Incluso la filosofía no hace más que devolver un poco de dignidad a una razón
humana abrumada por el absurdo de la muerte. Pero es impotente para consolar
los corazones y dar un sentido a lo que parece estar definitivamente privado de
él.
Frente a la muerte, no hay respuesta humana que se
sostenga. Sólo la esperanza de una vida eterna permite superar el
escándalo. ¿Pero qué hombre se atreverá a predicar la esperanza? Se
necesita la palabra revelada de Dios para atreverse a creer en una vida sin
fin. Se necesita una palabra de fe para atreverse a esperarla para uno mismo y
los suyos. Así pues, la
Iglesia Católica está llamada a volver a su responsabilidad
primera. El mundo espera de ella una palabra de fe que le
permita superar el trauma de este encuentro cara a cara con la muerte. Sin una
palabra clara de fe y esperanza, el mundo puede hundirse en una culpabilidad
morbosa o en una rabia impotente ante lo absurdo de su condición. Sólo ella
puede dar sentido a la muerte de las personas queridas, muertas en soledad y
enterradas apresuradamente.
Pero entonces, la Iglesia debe
cambiar. Debe dejar de tener miedo a chocar y a ir contracorriente.
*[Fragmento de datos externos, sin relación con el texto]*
PR #7834, opened 2022-05-30
Add New User Profile Creation Page and Welcome Screen

SudharakaP:
Part of https://github.com/opencollective/opencollective/issues/5572

Resolve https://github.com/opencollective/opencollective/issues/5573

⚠️ Requires: https://github.com/opencollective/opencollective-api/pull/7592

https://user-images.githubusercontent.com/12435965/170957874-2c0308ea-e1bd-4f25-85e8-a5d84d910c8a.mp4


pages/welcome.js
```diff
@@ -0,0 +1,145 @@
...
+            <Image
+              src="/static/images/create-profile-page-logo.png"
+              alt="Open Collective logo"
+              height={160}
+              width={160}
+            />
+          </Box>
+          <Container pl="16px" pr={['16px', 0]} width={['100%', '404px']}>
+            <Flex fontSize="32px" fontWeight="700" color="black.900" lineHeight="40px">
+              {formatMessage(messages.welcomeMessage)}
```
Betree, line 61: Why not just a `<FormattedMessage ... />`? I think we discussed this multiple times and decided that it should be the preferred approach for new developments (see https://github.com/opencollective/opencollective/blob/f9e85996c713672ff95656af0d499c90c0916462/rfcs/010-react-intl.md)

`defineMessages` is problematic because we can end up with unused strings and there's no way for us to know about them.

pages/welcome.js
```diff
@@ -0,0 +1,145 @@
...
+                  </Flex>
+                </Box>
+                <Box pl="39px">
+                  <Image src="/static/images/left-arrow.png" alt="Left Arrow" width="22px" height="20px" />
+                </Box>
+              </Flex>
+            </Container>
+          </Link>
+          <Flex justifyContent="space-between" width={['100%', '472px']} pl="13px" pr="13px" pb="32px" pt="40px">
+            <StyledLink href={`${LoggedInUser?.collective?.slug}/admin`}>
```
Betree, line 134: I get a broken link while loading. We can't display this if loading the logged in user

image

Betree (commented):
- Is it normal that I can see https://opencollective-frontend-hau9aamsg-opencollective.vercel.app/welcome-to-oc when I'm not logged in?

pages/welcome.js
SudharakaP: Ops. I've corrected this to use only `<FormattedMessage>`.

pages/welcome.js
SudharakaP: Thanks. Added a condition sot that the `Go to settings` links only appears after the logged in use is loaded.

SudharakaP:
> * Is it normal that I can see https://opencollective-frontend-hau9aamsg-opencollective.vercel.app/welcome-to-oc when I'm not logged in?

Thanks for pointing this out. I think we should not as without logging in the user cannot create collective or org profiles. And this page should only be viewed when redirected after creating a personal profile. So I've went ahead and added a condition such that if the user isn't logged in and tries to go to the url they get a 404 page. 🤔

Betree (changes requested):
After today's meeting, the conclusion is that we should limit this change to https://opencollective.com/create. We can extend later but want to be careful about not breaking existing flows.

It will be far simpler and more coherent to implement such a change in the frontend, so let's do it there.

SudharakaP:
Just fyi, I've added some additional code so that the warning dialog appears when the user enters an already existing email in the `create-accountv2` page. I've also added a small error code to the validation error that we return when this occurs; 

https://github.com/opencollective/opencollective-api/blob/a0797cfcdeecad9eed51ca41c72261635348f815/server/graphql/common/user.ts#L43-L46

components/SignInOrJoinFreeV2.js
```diff
@@ -170,11 +171,14 @@ class SignInOrJoinFreeV2 extends React.Component {
...
-      this.props.addToast({
-        type: TOAST_TYPE.ERROR,
-        message: error.message || 'Server error',
-      });
-      this.setState({ submitting: false });
+      const emailAlreadyExists = get(error, 'graphQLErrors.0.extensions.code') === 'EMAIL_ALREADY_EXISTS';
+      if (!emailAlreadyExists) {
+        this.props.addToast({
+          type: TOAST_TYPE.ERROR,
+          message: error.message || 'Server error',
```
Betree, line 178:
```suggestion
          message: i18nGraphqlException(intl, error),
```

pages/welcome.js
```diff
@@ -0,0 +1,124 @@
...
+                <Box width="386px">
+                  <Flex fontSize="18px" fontWeight="700" color="black.900" lineHeight="26px">
+                    <FormattedMessage id="collective.create" defaultMessage="Create Collective" />
+                  </Flex>
+                  <Flex fontSize="15px" fontWeight="500" color="black.700" lineHeight="22px" pt="14px">
+                    <FormattedMessage defaultMessage="Create a Collective to be able to accept donations, apply for grants, and manage your budget transparently." />
+                  </Flex>
+                </Box>
+                <Box pl="39px">
+                  <Image src="/static/images/right-arrow.png" alt="Right Arrow" width="22px" height="20px" />
```
Betree, line 69: In most places we use `→` rather than an image. Unless there are good arguments in favor of using an image, I would strive for consistency

rewrites.js
```diff
@@ -10,6 +10,10 @@ exports.REWRITES = [
     source: '/fiscal-hosting',
     destination: '/fiscal-hosting',
   },
+  {
+    source: '/welcome-to-oc',
```
Betree, line 14: Why not `/welcome` directly?

components/SignInOrJoinFreeV2.js
```diff
@@ -103,7 +100,11 @@ class SignInOrJoinFreeV2 extends React.Component {
     if (window.location.search) {
       currentPath = currentPath + window.location.search;
     }
-    return encodeURIComponent(this.props.redirect || currentPath || '/');
+    let redirectUrl = this.props.redirect;
+    if (currentPath === '/create-accountv2' && redirectUrl === '/') {
+      redirectUrl = '/welcome-to-oc';
+    }
```
Betree, line 106: `components/SignInOrJoinFreeV2.js` should ideally be agnostic about the rest of the website, or where it's called from. The component accepts a `redirect` prop, so it sounds to me like a way more simple solution is to pass `redirect="/welcome"` from the places where we want to redirect to the welcome page

pages/welcome.js
SudharakaP: Yes, I thought about this, and tried this `→` but decided against this simply because looking at the design carefully to me the image looked much better. Note that the image looks rich with a slight blue color and also it has larger line size. When I added this symbol I couldn't get the same look and feel. However it's probably personal preference and I am okay with using the symbol instead if that's the consensus. 

@Betree @opencollective/design

components/SignInOrJoinFreeV2.js
SudharakaP: But here the `SignInOrJoinFreeV2.js` page is what dictates the actions based on the user choice (whether they chose to sign in or create a new account); the `SignInOrJoinFreeV2.js` is what determines whether the `SignInV2` or the `CreateProfileV2.js` is rendered depending on user action.

For the redirect prop here we pass the actual redirect; based on where the user was. For example they can be on the `/search` page and decides to "sign-in". So we need this `redirect` prop to store that information of where the user was. Overwriting this with `/welcome` isn't good as the user might decide to "sign-in" (if they already have an account). Only if they decide to join the platform (create a new profile) this `/welcome` route comes into play. Since the whole logic of switching between `/create-accountv2` and `/sign-inv2` is handled by `SignInOrJoinFreeV2.js` I am thinking it's best to place this logic here. WDYT? 🤔

SudharakaP:
@Betree : Just to let you know all the small issues we saw in today's demo has been solved. So the warning message (email already exists) is reset when the user goes back. And also if the user logs out in the `/welcome` screen now we redirect them to the home page. Let me know if you see any further issues or any other thing that needs to be done here. 👍🏽

pages/welcome.js
```diff
@@ -0,0 +1,124 @@
...
+    background-color: #f5faff;
+  }
+`;
+
+const Welcome = () => {
+  const { LoggedInUser, loadingLoggedInUser } = useUser();
+  const router = useRouter();
+  if (!loadingLoggedInUser && !LoggedInUser) {
+    router.push('/');
+  }
```
znarf, line 26: Redirect is inelegant, the user should see a sign in form if they're not authenticated. `AuthenticatedPage`

SudharakaP: Makes sense, I've added a new page called `AuthenticatedPageV2.js` which is similar to `AuthenticatedPage.js` but uses the new `SignInOrJoinFreeV2.js` page. And used this `AuthenticatedPageV2.js` here. We'll need this `AuthenticatedPageV2.js` in the future to migrate exiting situations like these when users log out a page where they are supposed to be logged in to view. Anyways, with this addition when the user logs out of the `/welcome` page they see,

image

znarf (changes requested):
Conflict to fix.

SudharakaP:
> Conflict to fix.

Fixed. Thanks. 👍🏽

pages/welcome.js
Betree: A simple prop would have been enough (`<AuthenticatedPage formVersion="v2" />`). Or using the default form, since we'll replace it globally when releasing the project anyway.

But that's not a blocker.

SudharakaP: I'll keep this change as is for now, I thought about adding a prop and going with this prop method, but somehow I preferred this `AuthenticatedPageV2` approach better as I thought it's easy to just remove the older component and rename the new one when we are releasing rather than adjusting the props.

znarf:
Non-blocker bug. Form state (name, checkboxes) should be preserved when:

1) Email Exists
2) User move to Sign In
3) Goes back to Create Account

znarf:
Non blocker issue. For "Create Account" page, title should be "Create Account" and for Sign In page "Sign In".

pages/welcome.js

Debe renunciar a pensarse a sí misma como una institución del mundo. Debe
volver a su única razón de ser: la fe. La Iglesia está aquí para
anunciar que Jesús ha vencido a la muerte por su resurrección. Éste es el
corazón de su mensaje: «Si Cristo no ha resucitado, vana es nuestra
predicación, vana es también nuestra fe y somos los más desdichados de todos
los hombres». (1 Corintios 15:14-19). Todo lo demás no es más que una consecuencia
de esto.
Nuestras sociedades saldrán debilitadas de esta
crisis. Necesitarán psicólogos para superar el trauma de no haber podido
acompañar a los más ancianos y moribundos a sus tumbas, pero necesitarán aún
más a sacerdotes que les enseñen a rezar y a esperar. La crisis revela que
nuestras sociedades, sin saberlo, sufren profundamente de un mal espiritual: no
saben darle sentido al sufrimiento, a la finitud y a la muerte.